St John Street Property Services Ltd v Riverside Group Ltd [2023] concerned a mixed-use development, containing a supermarket, office space, privately-owned residential flats and social housing flats. The social housing provider held its flats under two headleases.

An assessment of the development identified issues with the external wall system, including the presence of ACM, HPL and polystyrene insulation, presenting fire risks and requiring the implementation of an immediate “waking watch” and urgent works to remediate the affected areas.

Works were undertaken by the landlord, which then sought to recover the costs from leaseholders. Commercial and private residential leaseholders agreed their contributions, but the social housing provider disputed its liability for costs. The landlord applied to the First-tier Tribunal for determination.

The decision

The First-tier Tribunal found in favour of the landlord, concluding that the landlord had taken sufficient steps to identify whether funding may be available from third parties and that the costs of works had been reasonably incurred.

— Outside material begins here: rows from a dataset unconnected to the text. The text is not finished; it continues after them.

PR #1137, opened 2019-09-16
Sphinx: accept invalid downstream errors

### LINKED ISSUE #1110: Two expired HTLCs followed by remote force-close with testnet Eclair node
Remote node is endurance, channel id is `f3f72886a022c36329257fc459478201512d2744facffc3a3b343a4e25e9ce34`, there were two stuck HTLCs with expiration at block `1575802` but endurance was not failing them after that deadline has passed.

Channel was eventually force-closed by endurance with this commit tx: https://testnet.smartbit.com.au/tx/5176657c307a30ae61d3217cfcca8b7d5e0aba297dfa2b2911e826d559db2abb

t-bast:
When a downstream node sends us an onion error with an invalid length, we must forward the failure.
The recipient won't be able to extract the error but at least it knows the payment failed.

Fixes #1110 (I'm having a quick look at lnd and c-lightning to see which one has the bug of creating these invalid errors in the first place)

### DIFF
--- a/eclair-core/src/main/scala/fr/acinq/eclair/crypto/Sphinx.scala
+++ b/eclair-core/src/main/scala/fr/acinq/eclair/crypto/Sphinx.scala
@@ -325,6 +325,8 @@ object Sphinx extends Logging {
       val stream = generateStream(key, PacketLength)
       logger.debug(s"ammag key: $key")
       logger.debug(s"error stream: $stream")
+      // If we received a packet with an invalid length, we trim and pad to forward a packet with a normal length upstream.
+      // This is a poor man's attempt at increasing the likelihood of the sender receiving the error.
       packet.take(PacketLength).padLeft(PacketLength) xor stream
     }
 
--- a/eclair-core/src/main/scala/fr/acinq/eclair/crypto/Sphinx.scala
+++ b/eclair-core/src/main/scala/fr/acinq/eclair/crypto/Sphinx.scala
@@ -318,12 +318,14 @@ object Sphinx extends Logging {
       * @return an encrypted failure packet that can be sent to the destination node.
       */
     def wrap(packet: ByteVector, sharedSecret: ByteVector32): ByteVector = {
-      require(packet.length == PacketLength, s"invalid error packet length ${packet.length}, must be $PacketLength")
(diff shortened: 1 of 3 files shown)


eclair-core/src/test/scala/fr/acinq/eclair/channel/states/e/NormalStateSpec.scala
```diff
@@ -1329,6 +1328,25 @@ class NormalStateSpec extends TestkitBaseClass with StateTestsHelperMethods {
...
 
+  test("recv UpdateFailHtlc (invalid onion error length)") { f =>
+    import f._
+    val sender = TestProbe()
+    val (_, htlc) = addHtlc(50000000 msat, alice, bob, alice2bob, bob2alice)
+    crossSign(alice, bob, alice2bob, bob2alice)
+    // Bob receives a failure with a completely invalid onion error (missing mac)
+    sender.send(bob, CMD_FAIL_HTLC(htlc.id, Left(ByteVector.fill(260)(42))))
+    sender.expectMsg("ok")
+    val fail = bob2alice.expectMsgType[UpdateFailHtlc]
```
pm47: I think we should check that the `fail` message was correctly built. Not sure the 2nd part of the check are really useful as it is already checked in other tests.

eclair-core/src/main/scala/fr/acinq/eclair/crypto/Sphinx.scala
```diff
@@ -318,12 +318,14 @@ object Sphinx extends Logging {
...
-      require(packet.length == PacketLength, s"invalid error packet length ${packet.length}, must be $PacketLength")
+      if (packet.length != PacketLength) {
+        logger.warn(s"invalid error packet length ${packet.length}, must be $PacketLength (malicious or buggy downstream node)")
+      }
       val key = generateKey("ammag", sharedSecret)
       val stream = generateStream(key, PacketLength)
       logger.debug(s"ammag key: $key")
       logger.debug(s"error stream: $stream")
-      packet xor stream
+      packet.take(PacketLength).padLeft(PacketLength) xor stream
```
pm47: Maybe a comment to explain what we are doing here?

PR #1736, opened 2021-03-22
Move protocol codecs to their own package

t-bast:
This is a follow-up for #1732 

The codecs in the `protocol` package will always be backwards-compatible, as they are defined in the spec.


pm47 (approved):
LGTM.

We could also have renamed the parent package to `fr.acinq.eclair.types` as internal codecs do not go on the wire. But `types` is a bit generic. Well...

PR #1737, opened 2021-03-23
Add a globalbalance API call

pm47:
For now it just gives detailed info on the current pending mutual closes.

### DIFF
--- a/eclair-core/src/main/scala/fr/acinq/eclair/Eclair.scala
+++ b/eclair-core/src/main/scala/fr/acinq/eclair/Eclair.scala
@@ -17,11 +17,15 @@
 package fr.acinq.eclair
 
 import akka.actor.ActorRef
+import akka.actor.typed.scaladsl.AskPattern.Askable
+import akka.actor.typed.scaladsl.adapter.ClassicSchedulerOps
 import akka.pattern._
 import akka.util.Timeout
 import fr.acinq.bitcoin.Crypto.PublicKey
 import fr.acinq.bitcoin.{ByteVector32, ByteVector64, Crypto, Satoshi}
 import fr.acinq.eclair.TimestampQueryFilters._
+import fr.acinq.eclair.balance.CheckBalance.GlobalBalance
+import fr.acinq.eclair.balance.{BalanceActor, ChannelsListener}
 import fr.acinq.eclair.blockchain.OnChainBalance
 import fr.acinq.eclair.blockchain.bitcoind.BitcoinCoreWallet
 import fr.acinq.eclair.blockchain.bitcoind.BitcoinCoreWallet.WalletTransaction
@@ -39,12 +43,13 @@ import fr.acinq.eclair.payment.send.PaymentInitiator.{SendPayment, SendPaymentTo
 import fr.acinq.eclair.router.Router._
 import fr.acinq.eclair.router.{NetworkStats, RouteCalculation, Router}
 import fr.acinq.eclair.wire.protocol._
+import grizzled.slf4j.Logging
 import scodec.bits.ByteVector
 
 import java.nio.charset.StandardCharsets
 import java.util.UUID
 import scala.concurrent.duration._
-import scala.concurrent.{ExecutionContext, Future}
+import scala.concurrent.{ExecutionContext, Future, Promise}
 import scala.reflect.ClassTag
 
 case class GetInfoResponse(version: String, nodeId: PublicKey, alias: String, color: String, features: Features, chainHash: ByteVector32, network: String, blockHeight: Int, publicAddresses: Seq[NodeAddress], instanceId: String)
@@ -59,9 +64,9 @@ case class VerifiedMessage(valid: Boolean, publicKey: PublicKey)
 
 object TimestampQueryFilters {
   /** We use this in the context of timestamp filtering, when we don't need an upper bound. */
-  val MaxEpochMilliseconds = Duration.fromNanos(Long.MaxValue).toMillis
+  val MaxEpochMilliseconds: Long = Duration.fromNanos(Long.MaxValue).toMillis
 
-  def getDefaultTimestampFilters(from_opt: Option[Long], to_opt: Option[Long]) = {
+  def getDefaultTimestampFilters(from_opt: Option[Long], to_opt: Option[Long]): TimestampQueryFilters = {
     // NB: we expect callers to use seconds, but internally we use milli-seconds everywhere.
     val from = from_opt.getOrElse(0L).seconds.toMillis
     val to = to_opt.map(_.seconds.toMillis).getOrElse(MaxEpochMilliseconds)
@@ -149,12 +154,14 @@ trait Eclair {
 
   def onChainTransactions(count: Int, skip: Int): Future[Iterable[WalletTransaction]]
 
+  def globalBalance()(implicit timeout: Timeout): Future[GlobalBalance]
+
   def signMessage(message: ByteVector): SignedMessage
 
   def verifyMessage(message: ByteVector, recoverableSignature: ByteVector): VerifiedMessage
 }
 
-class EclairImpl(appKit: Kit) extends Eclair {
+class EclairImpl(appKit: Kit) extends Eclair with Logging {
 
   implicit val ec: ExecutionContext = appKit.system.dispatcher
 
@@ -427,6 +434,14 @@ class EclairImpl(appKit: Kit) extends Eclair {
 
   override def usableBalances()(implicit timeout: Timeout): Future[Iterable[UsableBalance]] =
     (appKit.relayer ? GetOutgoingChannels()).mapTo[OutgoingChannels].map(_.channels.map(_.toUsableBalance))
+
+  override def globalBalance()(implicit timeout: Timeout): Future[GlobalBalance] = {
+    for {
+      ChannelsListener.GetChannelsResponse(channels) <- appKit.channelsListener.ask(ref => ChannelsListener.GetChannels(ref))(timeout, appKit.system.scheduler.toTyped)
+      globalBalance_try <- appKit.balanceActor.ask(res => BalanceActor.GetGlobalBalance(res, channels))(timeout, appKit.system.scheduler.toTyped)
+      globalBalance <- Promise[GlobalBalance]().complete(globalBalance_try).future
+    } yield globalBalance
+  }
 
   override def signMessage(message: ByteVector): SignedMessage = {
     val bytesToSign = SignedMessage.signedBytes(message)
--- a/eclair-core/src/main/scala/fr/acinq/eclair/Setup.scala
+++ b/eclair-core/src/main/scala/fr/acinq/eclair/Setup.scala
@@ -25,11 +25,12 @@ import akka.util.Timeout
 import com.softwaremill.sttp.okhttp.OkHttpFutureBackend
 import fr.acinq.bitcoin.{Block, ByteVector32, Satoshi}
 import fr.acinq.eclair.Setup.Seeds
-import fr.acinq.eclair.blockchain._
+import fr.acinq.eclair.balance.{BalanceActor, ChannelsListener}
 import fr.acinq.eclair.blockchain.bitcoind.rpc.{BasicBitcoinJsonRPCClient, BatchingBitcoinJsonRPCClient, ExtendedBitcoinClient}
 import fr.acinq.eclair.blockchain.bitcoind.zmq.ZMQActor
 import fr.acinq.eclair.blockchain.bitcoind.{BitcoinCoreWallet, ZmqWatcher}
-import fr.acinq.eclair.blockchain.fee._
+import fr.acinq.eclair.blockchain.fee.{ConstantFeeProvider, _}
+import fr.acinq.eclair.blockchain.{EclairWallet, _}
 import fr.acinq.eclair.channel.{Channel, Register}
 import fr.acinq.eclair.crypto.WeakEntropyPool
 import fr.acinq.eclair.crypto.keymanager.{LocalChannelKeyManager, LocalNodeKeyManager}
@@ -194,6 +195,7 @@ class Setup(val datadir: File,
       tcpBound = Promise[Done]()
       routerInitialized = Promise[Done]()
       postRestartCleanUpInitialized = Promise[Done]()
+      channelsListenerReady = Promise[Done]()
 
       defaultFeerates = {
         val confDefaultFeerates = FeeratesPerKB(
@@ -249,6 +251,9 @@ class Setup(val datadir: File,
       wallet = new BitcoinCoreWallet(bitcoin)
       _ = wallet.getReceiveAddress().map(address => logger.info(s"initial wallet address=$address"))
 
+      channelsListener = system.spawn(ChannelsListener(channelsListenerReady), name = "channels-listener")
+      _ <- channelsListenerReady.future
+
       _ = if (config.getBoolean("file-backup.enabled")) {
         nodeParams.db match {
           case fileBackup: FileBackup if config.getBoolean("file-backup.enabled") =>
@@ -283,6 +288,8 @@ class Setup(val datadir: File,
       paymentInitiator = system.actorOf(SimpleSupervisor.props(PaymentInitiator.props(nodeParams, PaymentInitiator.SimplePaymentFactory(nodeParams, router, register)), "payment-initiator", SupervisorStrategy.Restart))
       _ = for (i <- 0 until config.getInt("autoprobe-count")) yield system.actorOf(SimpleSupervisor.props(Autoprobe.props(nodeParams, router, paymentInitiator), s"payment-autoprobe-$i", SupervisorStrategy.Restart))
 
+      balanceActor = system.spawn(BalanceActor(nodeParams.db, extendedBitcoinClient, channelsListener, nodeParams.balanceCheckInterval), name = "balance-actor")
+
       kit = Kit(
         nodeParams = nodeParams,
         system = system,
@@ -294,6 +301,8 @@ class Setup(val datadir: File,
         switchboard = switchboard,
         paymentInitiator = paymentInitiator,
         server = server,
+        channelsListener = channelsListener,
+        balanceActor = balanceActor,
         wallet = wallet)
 
       zmqBlockTimeout = after(5 seconds, using = system.scheduler)(Future.failed(BitcoinZMQConnectionTimeoutException))
@@ -360,6 +369,8 @@ case class Kit(nodeParams: NodeParams,
                switchboard: ActorRef,
                paymentInitiator: ActorRef,
                server: ActorRef,
+               channelsListener: typed.ActorRef[ChannelsListener.Command],
+               balanceActor: typed.ActorRef[BalanceActor.Command],
                wallet: EclairWallet)
 
 object Kit {
--- a/eclair-core/src/main/scala/fr/acinq/eclair/balance/BalanceActor.scala
+++ b/eclair-core/src/main/scala/fr/acinq/eclair/balance/BalanceActor.scala
@@ -1,0 +1,139 @@
+package fr.acinq.eclair.balance
+
+import akka.actor.typed.scaladsl.{ActorContext, Behaviors}
+import akka.actor.typed.{ActorRef, Behavior}
+import fr.acinq.bitcoin.ByteVector32
+import fr.acinq.eclair.balance.BalanceActor._
+import fr.acinq.eclair.balance.CheckBalance.GlobalBalance
+import fr.acinq.eclair.balance.Monitoring.{Metrics, Tags}
+import fr.acinq.eclair.blockchain.bitcoind.rpc.ExtendedBitcoinClient
+import fr.acinq.eclair.blockchain.bitcoind.rpc.ExtendedBitcoinClient.Utxo
+import fr.acinq.eclair.channel.HasCommitments
+import fr.acinq.eclair.db.Databases
+import grizzled.slf4j.Logger
+import org.json4s.JsonAST.JInt
+
+import scala.concurrent.duration._
+import scala.concurrent.{ExecutionContext, Future}
+import scala.util.{Failure, Success, Try}
+
+object BalanceActor {
+
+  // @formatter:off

The FTT considered a number of points:

  1. Whether the costs of the external wall remediation, waking watch and other associated costs were recoverable under the terms of the lease
  2. Whether the landlord had taken steps to identify whether third party funding may be available to cover the costs incurred, and therefore whether the costs of the works had been ‘reasonably incurred’
  3. Whether the social housing provider’s apportionment of the costs of works was reasonable and payable
  4. Whether, if a successful claim could be made under the Building Safety Act 2022, the service charge costs would remain payable
  5. The social housing provider paid service charges, and the FTT considered whether this payment affected its dispute over liability.

Relying on Avon GR v Cowley [2019], the respondent argued that the applicant landlord should have applied for a remediation contribution order under s.124 of the Building Safety Act 2022, or alternatively claimed damages under the Defective Premises Act 1972, as a pre-condition to the recovery of service charges.

In its decision, the FTT distinguished this point, finding that the landlord had taken sufficient steps with regards to third party funding, had identified that such funding was not available, and finding that service charge costs were reasonably incurred. The FTT stated that the prospects of success were too remote for the FTT to conclude that the landlord had failed to pursue third parties, or to find that any remediation costs were not to be considered ‘relevant costs’.

Advice and action for landlords

This decision is of particular importance to landlords and managing agents dealing with remediation works under the Building Safety Act 2022, finding that service charge costs may be reasonable and payable where a landlord has taken steps to identify whether third party funding for remediation works is available.

Where a landlord does not apply for a remediation contribution order under the BSA 2022, this may impact its ability to recover costs of remedial works from leaseholders.

The First-tier Tribunal found in favour of the landlord, concluding that the landlord had taken sufficient steps to identify whether funding may be available from third parties and that the costs of works had been reasonably incurred.